Where to begin?

The Eyre Affair is Jasper Fforde's first novel. It takes place in an alternate 1985, where literature is the opiate of the masses, and everyone is obsessed with Dickens, Keats and Milton. Airships take people skyward instead of planes and Richard III has been seen so many times by its fans that the theatres no longer employ actors, and instead just pick out random members of the audience to act out the story (with interesting Rocky Horror-style shoutbacks: "When is the winter of our discontent?").

The book follows the adventures of Literary Detective Thursday Next, working in Swindon's branch of the Special Operations Network's Literatecs (Special Operations 27, SpecOps-27 or SO-27 for short). The Literatecs' job is to deal with forged copies of Shakespeare and other writers, and it is through this that she is recruited to another section of the Special Operations Network to track down the theft of the original manuscript of Martin Chuzzlewit, one of England's most valuable treasures.

With no signs of entry and nobody showing up on the security cameras, the perpetrator of the crime must be Acheron Hades, who is so powerful that he can hear his name whispered from half a mile away. He has stolen Thursday's inventor uncle's most recent gadget: The Prose Portal. This allows anyone to enter any book, and talk to the characters and wander around the story, changing it as they go. The only drawback to this is that if it is used on the original manuscript of a book, all copies of it worldwide change in accordance to what you do (Nice and easy to avoid changing things in books with first-person narrative, but harder to do when there's a narrator).

Hades' plan? Hand over the money or Chuzzlewit himself gets a bullet in the face halfway down page 1, removing one of Dickens' best loved works from libraries everywhere, and it's up to Thursday to get in and stop him.

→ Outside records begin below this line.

PR #1194, opened 2025-02-05
[RFC] osbuild: define the minimum osbuild version and enforce it

thozza:
Define a new variable storing the minimum osbuild version supported
by the module and an exported function to get it. The actual version is
stored in a text file under `data/dependencies/` directory and embedded
at compile time. Enforce the minimum version when executing osbuild.

This has the potential to prevent surprises when using older osbuild
with `images` implementation that relies on changes in a newer version
of osbuild.

This will allow dependent projects to extract the minimum version and
check if their packaging requirements are up to date with the version of
`images` that they depend on.

This will enable adding a composite GH action that can be used by other
projects depending on `osbuild/images` to check that their SPEC file
depends at least on the specified osbuild version.


achilleas-k (commented):
Ok, this makes sense, I like it.

One thing I would change though is to probably put the minimum version in a text file and compile it in with `go:embed`, just for visibility and to make it easier to work with in some automated way.  For example, if we want to read it during some testing, or if someone is browsing the repo to find it, it would be a lot easier to be able to point to something like `res/osbuild-min-version`.  We could even link to it from the README or some docs without needing to point to specific lines in code.

thozza:
> One thing I would change though is to probably put the minimum version in a text file and compile it in with `go:embed`, just for visibility and to make it easier to work with in some automated way. For example, if we want to read it during some testing, or if someone is browsing the repo to find it, it would be a lot easier to be able to point to something like `res/osbuild-min-version`. We could even link to it from the README or some docs without needing to point to specific lines in code.

Great idea!

supakeen (approved):
I'd probably call the file `osbuild-minimum-version` in case we want to also check other stuff later on but we can do that when we want to check other stuff later on.

PR #1195, opened 2025-02-05
distro: rhel9: edge: exclude bootupd

runcom:
From Colin:

If the Edge-9.6 setup isn't ready for bootupd then at the current time the package needs to be excluded.

we do this already in fedora indeed...


thozza (approved):

runcom:
@thozza can we get a tag for this PR to bump it in osbuild-composer once it's merged? :angel:

PR #1197, opened 2025-02-06
modularity support (HMS-5533)

supakeen:
Adds modularity support to `images`. Needs tests.

JIRA: [HMS-5533](https://issues.redhat.com/browse/HMS-5533)

### DIFF
--- a/internal/workload/custom.go
+++ b/internal/workload/custom.go
@@ -3,12 +3,17 @@ package workload
 type Custom struct {
 	BaseWorkload
 	Packages         []string
+	EnabledModules   []string
 	Services         []string
 	DisabledServices []string
 }
 
 func (p *Custom) GetPackages() []string {
 	return p.Packages
+}
+
+func (p *Custom) GetEnabledModules() []string {
+	return p.EnabledModules
 }
 
 func (p *Custom) GetServices() []string {
--- a/pkg/blueprint/blueprint.go
+++ b/pkg/blueprint/blueprint.go
@@ -3,11 +3,16 @@ package blueprint
 
 // A Blueprint is a high-level description of an image.
 type Blueprint struct {
-	Name           string          `json:"name" toml:"name"`
-	Description    string          `json:"description" toml:"description"`
-	Version        string          `json:"version,omitempty" toml:"version,omitempty"`
-	Packages       []Package       `json:"packages" toml:"packages"`
-	Modules        []Package       `json:"modules" toml:"modules"`
+	Name        string    `json:"name" toml:"name"`
+	Description string    `json:"description" toml:"description"`
+	Version     string    `json:"version,omitempty" toml:"version,omitempty"`
+	Packages    []Package `json:"packages" toml:"packages"`
+	Modules     []Package `json:"modules" toml:"modules"`
+
+	// Note, this is called "enabled modules" because we already have "modules" except
+	// the "modules" refers to packages and "enabled modules" refers to modularity modules.
+	EnabledModules []EnabledModule `json:"enabled_modules" toml:"enabled_modules"`
+
 	Groups         []Group         `json:"groups" toml:"groups"`
 	Containers     []Container     `json:"containers,omitempty" toml:"containers,omitempty"`
 	Customizations *Customizations `json:"customizations,omitempty" toml:"customizations"`
@@ -21,6 +26,12 @@ type Blueprint struct {
 type Package struct {
 	Name    string `json:"name" toml:"name"`
 	Version string `json:"version,omitempty" toml:"version,omitempty"`
+}
+
+// A module specifies a modularity stream.
+type EnabledModule struct {
+	Name   string `json:"name" toml:"name"`
+	Stream string `json:"stream,omitempty" toml:"stream,omitempty"`
 }
 
 // A group specifies an package group.
@@ -63,6 +74,16 @@ func (b *Blueprint) GetPackagesEx(bootable bool) []string {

Throw in that the almighty multinational The Goliath Corporation want the Prose Portal for their own ends as well, and will do pretty much anything to get it, and you have an amazing book, with far too much going on for me to tell here, and I wouldn't want to ruin anything for people who haven't read it.

Thursday Next also appears in the sequels
Lost in a Good Book
The Well of Lost Plots and
Something Rotten

Bless the GSD!

More information can be found at http://www.thursdaynext.com, including links to the SpecOps-27 site, Goliath's merchandising page, and fun things to do with your genetically reengineered pet dodo!

The Eyre Affair
By Jasper Fforde
Penguin Books, 2001


Well, really, Lord NAgasaki's review is right on target. This is a great book, and you should read it. However, I may be able to add a bit more information on the feel of the book, although Jasper Fforde doesn't make that easy.

The Eyre Affair is most often found in General Fiction, although it would be fair to put it in Science Fiction. My local library has it in the Mystery section, which is pushing it. If you really wanted to be exact, you would probably say that it is a comic science fiction/fantasy crime novel. Whatever you call it, it's an excellent read.

The sticking point for most readers, I suspect, will be the 'comic' label. This is very much a silly book, and at times it is too silly even for me (and I am a long time Douglas Adams and Terry Pratchett fan). The alternate reality that Thursday Next and friends live in is often a lot like ours, and usually within the envelope of magical realism -- that is, most characters certainly believe that they are living in a mundane, everyday world, but some characters happen to live in a part of reality that intersects with vampires. Or evil supervillians. Or time travel. But some of these bits of science fiction/fantasy fall outside of credulity, even if the audience is perfectly used to reading books about vampires and magicians.

The supervillain (well, the biggest supervillain), Acheron Hades, is the sort that fits better in a pulp comic book than a modern novel. The idea that you can travel into and out of books doesn't sit well with the comparatively sane storyline of a police investigation. And the mad inventor invents very silly things indeed, such as a device to get energy from meringue.

The upside to this is, the book works, and works well -- so you know it has to be really great, to overcome the silliness so completely. It has a well-written plot, likable characters, and lots of surprises. A lot of the odd bits fit very well into Thursday's world, making the story more cohesive and interesting, and the too-silly bits are treated with a matter-of-fact attitude that keeps them from being overwhelming.

It is also worth noting that Eyre is written for a fairly intelligent audience, and even more so, for a well-read audience. There are constant literary references, in part due to the plot, but mostly due to the world. The characters go to plays in place of movie theaters, small talk as often as not means discussing Shakespeare conspiracy theories, and literary landmarks are big tourism. And this works really well -- and moreover, it works really well even if you hate small talk and don't care who wrote Shakespeare.

As mentioned above, this is a not a stand-alone work. The series thus far consists of:

In my opinion, The Eyre Affair is by far the best of these, and while the later books in the series are worth reading, you should also consider reading some of Fforde's other books, particularly The Big Over Easy and Shades of Grey. But by all means, start with The Eyre Affair -- you won't regret it.